(Collected data entries)
----

PR #833, opened 2022-02-24
New rule: prefer-tag-over-role

### LINKED ISSUE #101: rules to warn on redundant roles
`role` is probably the most misused `aria` attribute, for example #88, #91.

Adding `role=button` to a `div` does not make it a button. 
One has to script the behavior, i.e. if `enter`/`space` was pressed invoke the `click` handler. 
Also add `tabindex=0` to make it focusable. 

However if one had used `<button>` attaching a click handler would be sufficient.

`<button>` is focusable/tabable by default (no need of tabindex=0), and it triggers a `click` event when `enter`/`space` is pressed (no need for extra keypress event listeners).

Same for `link`, `checkbox`, `radio`, `radiogroup`, `textbox` and the proposed [`password`](http://tink.uk/proposed-aria-password-role/) roles. There are already corresponding HTML alternatives available, and one should use them instead of just adding roles.

I guess It is better to call out (error, warn) in such situation.

JoshuaKGoldberg:
Fixes #101

### DIFF
--- a/__tests__/src/rules/prefer-tag-over-role-test.js
+++ b/__tests__/src/rules/prefer-tag-over-role-test.js
@@ -1,0 +1,66 @@
+import { RuleTester } from 'eslint';
+import parserOptionsMapper from '../../__util__/parserOptionsMapper';
+import rule from '../../../src/rules/prefer-tag-over-role';
+
+const ruleTester = new RuleTester();
+
+const expectedError = (role, tag) => ({
+  message: `Use ${tag} instead of the "${role}" role to ensure accessibility across all devices.`,
+  type: 'JSXOpeningElement',
+});
+
+ruleTester.run('element-role', rule, {
+  valid: [
+    { code: '<div />;' },
+    { code: '<div role="unknown" />;' },
+    { code: '<div role="also unknown" />;' },
+    { code: '<other />' },
+    { code: '<img role="img" />' },
+    { code: '<input role="checkbox" />' },
+  ].map(parserOptionsMapper),
+  invalid: [
+    {
+      code: '<div role="checkbox" />',
+      errors: [expectedError('checkbox', '<input type="checkbox">')],
+    },
+    {
+      code: '<div role="button checkbox" />',
+      errors: [expectedError('checkbox', '<input type="checkbox">')],
+    },
+    {
+      code: '<div role="heading" />',
+      errors: [
+        expectedError('heading', '<h1>, <h2>, <h3>, <h4>, <h5>, or <h6>'),
+      ],
+    },
+    {
+      code: '<div role="link" />',
+      errors: [
+        expectedError(
+          'link',
+          '<a href=...>, <area href=...>, or <link href=...>',
+        ),
+      ],
+    },
+    {
+      code: '<div role="rowgroup" />',
+      errors: [expectedError('rowgroup', '<tbody>, <tfoot>, or <thead>')],
+    },
+    {
+      code: '<span role="checkbox" />',
+      errors: [expectedError('checkbox', '<input type="checkbox">')],
+    },
+    {
+      code: '<other role="checkbox" />',
+      errors: [expectedError('checkbox', '<input type="checkbox">')],
+    },
+    {
+      code: '<other role="checkbox" />',
+      errors: [expectedError('checkbox', '<input type="checkbox">')],
+    },
+    {
+      code: '<div role="banner" />',
+      errors: [expectedError('banner', '<header>')],
+    },
+  ].map(parserOptionsMapper),
+});
--- a/src/rules/prefer-tag-over-role.js
+++ b/src/rules/prefer-tag-over-role.js
@@ -1,0 +1,87 @@
+import { roleElements } from 'aria-query';
+import { getProp, getPropValue } from 'jsx-ast-utils';
+
+import getElementType from '../util/getElementType';
+import { generateObjSchema } from '../util/schemas';
+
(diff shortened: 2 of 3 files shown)


package.json
```diff
@@ -28,7 +28,7 @@
     "test": "npm run jest",
     "posttest": "aud --production",
     "test:ci": "npm run jest -- --ci --runInBand",
-    "jest": "jest --coverage __tests__/**/*"
+    "jest2": "jest --coverage __tests__/**/*"
```
JoshuaKGoldberg, line 31: whoops 😄 

```suggestion
    "jest": "jest --coverage __tests__/**/*"
```

__tests__/src/rules/prefer-tag-over-role-test.js
```diff
@@ -0,0 +1,43 @@
+import { RuleTester } from 'eslint';
+import parserOptionsMapper from '../../__util__/parserOptionsMapper';
+import rule from '../../../src/rules/prefer-tag-over-role';
+
+const ruleTester = new RuleTester();
+
+const expectedError = (role, tag) => ({
+  message:
+    `Use <${tag}> instead of the "${role}" role to ensure accessibility across all devices.`,
```
ljharb, line 9:
```suggestion
  message: `Use <${tag}> instead of the "${role}" role to ensure accessibility across all devices.`,
```
i smell in-editor prettier :-p

ljharb (approved):
Seems pretty straightforward

jessebeach (changes requested):
It's a good rule. Thank you for proposing it. I just have a few improvements that will use our utilities and provide more robustness.

src/rules/prefer-tag-over-role.js
```diff
@@ -0,0 +1,59 @@
...
+
+      const matchedTags = roleElements.get(role);
+      if (!matchedTags) {
+        return;
+      }
+
+      const matchedNames = Array.from(
+        new Set(Array.from(matchedTags).map((matchedTag) => matchedTag.name))
+      );
+      if (matchedNames.some((matchedTag) => matchedTag === node.name.name)) {
```
jessebeach, line 36: Use the `getElementType` util here instead of referencing `node.name.name` directly. `getElementType` deals with configured Component names as well as namespaces: 

1. Implementation example: https://github.com/jsx-eslint/eslint-plugin-jsx-a11y/blob/7f6463e5cffd1faa5cf22e3b0d33465e22bd10e1/src/rules/no-static-element-interactions.js#L56
2. Definition: https://github.com/jsx-eslint/eslint-plugin-jsx-a11y/blob/7f6463e5cffd1faa5cf22e3b0d33465e22bd10e1/src/util/getElementType.js
3. jsx-ast-utils source for reference: https://github.com/jsx-eslint/jsx-ast-utils/blob/main/src/elementType.js

src/rules/prefer-tag-over-role.js
```diff
@@ -0,0 +1,59 @@
+import { roleElements } from "aria-query";
+import { getProp, getPropValue } from "jsx-ast-utils";
+
+import { generateObjSchema } from "../util/schemas";
+
+const errorMessage =
+  'Use {{tag}} instead of the "{{role}}" role to ensure accessibility across all devices.';
```
jessebeach, line 7: `tag` should include attributes if necessary. For example, `<a>` is semantically an anchor on a page, but `<a href>` is a link. `<input>` default to `textbox`, whereas `<input type="checkbox`>` is a checkbox. The recommendation here should be as specific as possible. `roleElements` will give you the `attributes` associated with the tag name, so you can build this string with maximum detail.

__tests__/src/rules/prefer-tag-over-role-test.js
```diff
@@ -0,0 +1,52 @@
...
+import rule from "../../../src/rules/prefer-tag-over-role";
+
+const ruleTester = new RuleTester();
+
+const expectedError = (role, tag) => ({
+  message: `Use ${tag} instead of the "${role}" role to ensure accessibility across all devices.`,
+  type: "JSXOpeningElement",
+});
+
+ruleTester.run("element-rol", rule, {
```
jessebeach, line 12: nit: "element-role"

jessebeach, line 12: Please add tests for multiple roles, such as `<div role="button checkbox">`. I think your rule will fail in this case. The last role in a space-delimited list will be the one that applies.

jessebeach (changes requested):
This is really close!! Just a few polishing tweaks to get it over the line! I think we'll be able to commit it after these few changes.

src/rules/prefer-tag-over-role.js
JoshuaKGoldberg: Love it, thanks!

__tests__/src/rules/prefer-tag-over-role-test.js
JoshuaKGoldberg: TIL!

jessebeach (approved):
Thank you for the updates!

@ljharb looks good to ship!

jessebeach:
There's still a little work to expose the rule through the plugin, but this is good enough to get the rule logic into the code.

jessebeach:
Thanks @JoshuaKGoldberg for proposing and writing this rule!

JoshuaKGoldberg:
Thanks for the helpful+informative reviews @jessebeach!

And oops, I didn't think to add to the plugin rules & recommended sets. I can send a PR now.

ljharb:
@JoshuaKGoldberg somehow we all totally missed the docs for this rule - could you send a PR to add them?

----

- [Your goal]:
Lines from the top of the data above through the line with "make it focusable.", both ends included: copy them exactly, nothing more.

- [Solution for this task]:
PR #833, opened 2022-02-24
New rule: prefer-tag-over-role

### LINKED ISSUE #101: rules to warn on redundant roles
`role` is probably the most misused `aria` attribute, for example #88, #91.

Adding `role=button` to a `div` does not make it a button. 
One has to script the behavior, i.e. if `enter`/`space` was pressed invoke the `click` handler. 
Also add `tabindex=0` to make it focusable. 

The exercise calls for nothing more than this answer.